Nucleotide name Symbol
Adenosine-5'-phosphate A
Uridine-5'-phosphate U
Guanosine-5"-phosphate G
Cytidine-5"-phosphate C

3. Hydrogen bonded pairs are formed between the deoxyribonucleotides of the DNA template and free ribonucleotides which are to be bonded together to form a complementary RNA chain.

An enzyme called RNA polymerase II stitches the ribonucleotides together. The result is an RNA chain whose nucleotides are complementary to the nucleotides in the DNA template chain or gene. Thus DNA serves as a template to direct the formation of a precisely ordered complementary RNA chain. This RNA chain carries the same information as the DNA gene. Therefore, it is called messenger RNA (mRNA), for it carries the information of a gene to a ribosome which produces a protein molecule.

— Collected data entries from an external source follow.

PR #4847, opened 2023-04-18
[openstack_performance] Helm chart to deploy locust with openstack_performance tests

misamoylov:
[openstack_performance] Helm chart to deploy locust with openstack_performance repository.

### DIFF
--- a/openstack/openstack_performance/templates/deployment.yaml
+++ b/openstack/openstack_performance/templates/deployment.yaml
@@ -30,7 +30,7 @@ spec:
             defaultMode: 0400
       containers:
         - name: {{ .Chart.Name }}
-          image: "{{ .Values.image.repository }}:latest"
+          image: "{{ .Values.image.repository }}:{{ .Values.image.tag }}"
           imagePullPolicy: {{ .Values.image.pullPolicy }}
           command:
             - sh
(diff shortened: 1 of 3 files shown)


openstack/openstack_performance/values.yaml
```diff
@@ -0,0 +1,13 @@
+# Default values for locust.
+# This is a YAML-formatted file.
+locustCmd: "locust -f /data/src/openstack_performance/openstack.py OpenstackUser"
```
galkindmitrii, line 3: what is the point for duplicating this in both entrypoint and in args of the deployment?

openstack/openstack_performance/values.yaml
```diff
@@ -0,0 +1,13 @@
...
+pip_packages:
+  - keystoneauth1
+  - urllib3
+
+command:
```
galkindmitrii, line 8: why do we need this value? it is not used.

openstack/openstack_performance/templates/deployment.yaml
```diff
@@ -0,0 +1,104 @@
...
+        - name: config
+          configMap:
+            name: openstack-performance-config
+        - name: git-ssh-key
+          secret:
+            secretName: git-ssh-key
+            defaultMode: 0400
+      containers:
+        - name: {{ .Chart.Name }}
+          image: "{{ .Values.image.repository }}:latest"
```
galkindmitrii, line 33: for development latest is fine, but we should use actual tags later on.

galkindmitrii (changes requested):

galkindmitrii (approved):

PR #4848, opened 2023-04-19
Fix ACI endpoint learning metrics

swagner-de:
Prometheus labels should be used to _differentiate the characteristics of the thing that is being measured_.
(https://prometheus.io/docs/practices/naming/#labels) In this case the label contained the actual value that was being measured. This should hence be 3 individual metrics, where their value carries the measured state. Also simplified the regex a bit.

ACI leafs currently carry the platform NXOS in our inventory which is technically incorrect. However this is what the SD will feed into prometheus, so I deleted the aci-leaf device type. `terminal length 0` will be executed as init command and will return an error, yet that will be ignored.

### DIFF
--- a/prometheus-exporters/network-generic-ssh-exporter/templates/_config.yaml.tpl
+++ b/prometheus-exporters/network-generic-ssh-exporter/templates/_config.yaml.tpl
@@ -2,9 +2,9 @@ credentials:
   default:
     username: {{ .Values.network_generic_ssh_exporter.user }}
     password: {{ .Values.network_generic_ssh_exporter.password }}
-#  apic:
-#    username: {{ .Values.network_generic_ssh_exporter.apic_user }}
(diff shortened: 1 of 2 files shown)


IvoGoman (commented):
Do we need the credentials section for `apic` in line 5-7? Or should this just be deleted?

swagner-de:
I suppose they are needed, as ACI uses a different syntax for the username than all the other equipment. Do you know how which get-params prometheus uses to query the exporter? Where do we  have that defined?

IvoGoman:
This will be configured in Atlas: https://github.com/sapcc/helm-charts/blob/7c894cfc7985e3ac3628c92a177880d45cde42af/system/atlas/templates/configmap.yaml#L48-L59

swagner-de:
Alright, I matched atlas and exporter config now.

IvoGoman (approved):
Looks good 👍

PR #6383, opened 2024-04-16
[rabbitmq] Add standardised labels to all objects

dusandordevicsap:
Add standardised labels to all objects, according to https://kubernetes.io/docs/concepts/overview/working-with-objects/common-labels/#labels

### DIFF
--- a/common/rabbitmq/CHANGELOG.md
+++ b/common/rabbitmq/CHANGELOG.md
@@ -6,7 +6,7 @@ This file is used to list changes made in each version of the common chart rabbi
 0.6.13
 ------
 dusan.dordevic@sap.com
--Adding standardized labels to all objects, according to https://kubernetes.io/docs/concepts/overview/working-with-objects/common-labels/#labels
+-Adding standardized labels to all objects, according to https://kubernetes.io/docs/concepts/overview/working-with-objects/common-labels/#labels and https://helm.sh/docs/chart_best_practices/labels/
 
 0.6.9
 -----
--- a/common/rabbitmq/CHANGELOG.md
+++ b/common/rabbitmq/CHANGELOG.md
@@ -3,6 +3,11 @@ Rabbitmq CHANGELOG
 
 This file is used to list changes made in each version of the common chart rabbitmq.
 
+0.6.13
+------
+dusan.dordevic@sap.com
+-Adding standardized labels to all objects, according to https://kubernetes.io/docs/concepts/overview/working-with-objects/common-labels/#labels
+
 0.6.9
 -----
 b.alkhateeb@sap.com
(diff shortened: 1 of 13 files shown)


common/rabbitmq/Chart.yaml
```diff
@@ -1,6 +1,6 @@
 apiVersion: v1
 name: rabbitmq
-version: 0.6.12
+version: 0.6.13
```
businessbean, line 3: Please bump the version to `0.7.0` because the PR introduces a new feature and not just a bugfix

common/rabbitmq/templates/_helpers.tpl
```diff
@@ -87,3 +87,12 @@ rabbit://{{ default "" $envAll.Values.global.user_suffix | print $rabbitmq.users
...
                 - reinstalling
 {{- end }}
+
+{{- define "sharedservices.labels" }}
+app.kubernetes.io/name: {{ .Chart.Name }}
+app.kubernetes.io/instance: {{ .Chart.Name }}-{{ .Release.Name }}
+app.kubernetes.io/version: {{ .Chart.Version }}
+app.kubernetes.io/component: RabbitMQ
+app.kubernetes.io/part-of: {{ .Release.Name }}
+app.kubernetes.io/managed-by: Helm
```
businessbean, line 97: Helm [sets this label](https://github.com/helm/helm/blob/14d0c13e9eefff5b4a1b511cf50643529692ec94/pkg/chartutil/create.go#L503) on its own. Please remove it to avoid patch/merge errors during upgrades. Helm does not configure that label for pods, but i think this is correct because they are not directly managed by Helm.

common/rabbitmq/CHANGELOG.md
```diff
@@ -3,6 +3,11 @@ Rabbitmq CHANGELOG
 
 This file is used to list changes made in each version of the common chart rabbitmq.
 
+0.6.13
+------
+dusan.dordevic@sap.com
+-Adding standardized labels to all objects, according to https://kubernetes.io/docs/concepts/overview/working-with-objects/common-labels/#labels
```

4. When RNA is produced in a cell, normally one gene or a small group of closely related genes called an operon is transcribed from the DNA chain at one time. A gene is a section of DNA chain containing on the average from; 600 to 1,800 nucleotides. The principal enzyme involved is RNA polymerase. In prokaryotes this is a single complex protein molecule formed of six separate folded amino acid chains containing a total of about 4,700 amino acid molecules. One of these chains, a protein molecule called sigma-factor, reads a start signal on the DNA chain. Then there is an entirely separate protein, the rho-factor, which stops the transcription when one gene or operon has been copied from DNA to RNA. In the eukaryotes which include, of course, the higher animals, plants and humans, there are three different RNA polymerases composed of nine to eleven amino acid chains constructed from perhaps 9,000 amino acid molecules. Transcription in the eukaryotes is catalyzed by polymerase II assisted by at least six other very complex proteins. Fundamental details of this process are the object of continuing research.13

For each gene, just one of the two complementary DNA chains is transcribed to RNA. Somehow the correct chain is transcribed. The process of transcription may be represented as follows:

The DNA double helix is partially unwound and the two strands partially separated so that the strand which is to be transcribed can serve as the template on which the RNA transcript is formed. This RNA is called "messenger RNA" (mRNA), because it transmits the instructions in a DNA gene to the places in the cell where protein molecules are being constructed. Protein molecules are constructed in the cytoplasm, outside of the nucleus where the mRNA is produced.

The description given above may seem complex, but it is actually a highly simplified outline only of major parts of the process of transcription. In fact, many important details are not included and many are still not understood.

 

References

13. Drapkin, Ronny and Danny Reinberg, Nature, Vol. 369, 16 June 1994, pp. 523-424.